Anion coordination selective [Mn3] and [Mn4] assemblies: synthesis, structural diversity, magnetic properties and catechol oxidase activity

Abstract

Syntheses, crystal structures, magnetic properties and catechol oxidation behavior are presented for [Mn₃] and [Mn₄] aggregates, [Mn^III₂Mn^II(O₂CMe)₄(dmp)₂(H₂O)₂]·2H₂O (1·2H₂O), [Mn^III₂Mn^II(O₂CCH₂Cl)₄(dmp)₂(H₂O)₂]·H₂O·MeOH (2·H₂O·MeOH), [Mn^III₄(μ₃-O)(dmp)₄(μ-DMSO)(N₃)(DMSO)(H₂O)]ClO₄·DMSO (3·ClO₄·DMSO), and [Mn^III₄(μ₃-O)(dmp)₄(μ-DMSO)(ClO₄)(DMSO)(H₂O)]ClO₄·DMSO (4·ClO₄·DMSO), developed with single type ligand H₂dmp, 2-[(2-hydroxy-1,1-dimethyl-ethylimino)-methyl]-phenol. The successful isolation of 1–4 resulted from a systematic exploration of the effect of Mn^II salts, added carboxylates, Mn/H₂dmp ratio, presence of azide, and other reaction conditions. The cores of 1 and 2 are similar and consist of a linear Mn^IIIMn^IIMn^III unit in a carboxylate and H₂dmp environment, revealing a central Mn^II ion in a different environment and terminal Mn^III ions available for the introduction of structural and magnetic anisotropy to the system. The cores of 3 and 4 are also similar and consist of a distorted incomplete-adamantane type Mn₄ coordination assembly in a carboxylate-free environment built on a triangular [Mn^III₃(μ₃-O)] unit.

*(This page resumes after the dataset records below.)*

PR #268, opened 2020-08-02
Rephrase INSTALL.md + Add isort settings + Some minor changes

olibre:
* Rephrase INSTALL.md
    * Use better English-style sentences
    * Add more explanations in INSTALL.md
* Improve README.md
    * Use correct exchange / market place names
    * Sort exchange name alphabetically
* Reformat setup.py (source code) to match black (Python formatter)
* Add isort settings having same result as black
* Disable Pylint in Pipfile because it downgrades isort to version 4 not producing same results as black
    * However isort settings are backward compatible with v4
    * Thus Pylint can be enabled/used by anyone
    * Will wait for Pylint-2.6 to enable it again in Pipfile


README.md
```diff
@@ -51,33 +51,34 @@ To see an example of an application using cryptofeed to aggregate and store cryp
...
+* Binance Jersey
+* Binance US
+* BitMEX
+* CoinBene
+* Coinbase (GDAX)
 * Deribit
 * EXX
 * FTX
-* FTX US
+* FtxUs
```
bmoscon, line 71: If I go to the exchange's website, its all caps

bmoscon:
also, I should note I HATE black - I really disagree with a lot of the formatting changes it makes, so if you enable it and code starts changing, that will be an issue. The changes in setup.py don't really matter to me, but the bulk of the library code does.

olibre:
### FTX US

You are right for FTX US https://ftx.us/
I apologize: I really don't know why I thought it was FtxUs !
Thanks for checking ;-)

### `isort` / `black` formatter

I appreciate it when a tool helps to keep the source code clean.
But just like you, I disagree with many of Black rules, and I don't use it for my projects.

However I appreciate `isort` and some other tools as `autopep8`, `atoflake`, `unify` and `docformatter` (I do not use `yapf`).

For the `isort` configuration, I thing the *uncompromising* `black` style for `import` section is fine.
Instead of debating about the `isort` settings, we can just use its `black` profile (starting from `isort` v5).

### setup.py

I accidentally reformatted `setup.py` while checking that my `isort` settings performs as well as `black` (checking `isort` v4 and v5). I liked the `setup.py` reformatted by `black`, and I added it to the Pull Request.

### Fixing

I am fixing README.md:  FtxUs -> FTX US

### Feedback

Would you like me to change something else?

olibre:
Hi @bmoscon 
I just reverted FtxUs -> FTX US.
I have also checked the names of the other exchanges / market places.
During the check on the official websites => I also added these links.
I hope you think this is a good idea.

README.md
```diff
@@ -51,33 +51,34 @@ To see an example of an application using cryptofeed to aggregate and store cryp
...
-* Gemini
-* HitBTC
-* Huobi
-* HuobiDM
-* Kraken
-* Kraken Futures
-* OKCoin
-* OKEx
-* Poloniex
-* Upbit
```
bmoscon, line 80: why was upbit removed?

olibre: Good point.
To answer your question I suppose I dropped Upbit during my copy/past.
I remember having counted the number of exchanges before and after and found the same number...
OK I understand my mistake: I added Huobi Swap 🤦 
Thanks again for your review :-D

Note: I have also added the exchange names within the Pypi project keywords in `setup.py`:
https://github.com/olibre/cryptofeed/blob/clean-import-sections/setup.py#L45
The Upbit exchange was already there.

PR #269, opened 2020-08-02
Format "import" section in folder "examples" only

olibre:
Hi @bmoscon 

What do you think about this cleaning PR?
Do you like the `isort` result?
It sorts the imports alphabetically and when the line is too long, splits it using parenthesis.

On my opinion, `isort` does a good job.

If you like it, I can apply it on the entire code base.

### DIFF
--- a/examples/demo.py
+++ b/examples/demo.py
@@ -6,11 +6,45 @@ associated with this software.
 '''
 from decimal import Decimal
 
-from cryptofeed.callback import TickerCallback, TradeCallback, BookCallback, FundingCallback
 from cryptofeed import FeedHandler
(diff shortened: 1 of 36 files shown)


bmoscon:
sorting them is fine, but the line length seems off. How many chars does it consider "too long" ?

olibre:
The line length is define by the parameter `line_length` 
https://github.com/bmoscon/cryptofeed/blob/master/pyproject.toml#L19
The value `line_length=88` is the default for `black`.
Please see my last commit with the value `line_length=122`

I am feeling you dislike when there are so much lines per import.
You may want a more compact `isort` result...
I am preparing another Pull Request that you may prefer...

olibre:
Hi @bmoscon 

I removed the `black` profile in the `isort` settings and set `line_length=120` to obtain a compact result as I think you prefer.

In this Pull Request we keep the file `pyproject.toml` because this a good way to store the `line_length=120` and we can also share some tips in the file comments. This file `pyproject.toml` will probably be re-used in the coming years to contain the settings of other Python tools.

I hope this Pull Request meets your requirements.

The magnetic behavior of complexes 1–3 is dominated by antiferromagnetic exchange coupling that results in ground state spin values of S = 3/2 for 1 and 2 and S = 0 for 3. In solution, all four complexes 1–4 show catechol oxidation activity towards 3,5-DTBC. The catalytic activity for the oxidation of 3,5-DTBC in air followed the order 4 < 3 < 1 < 2.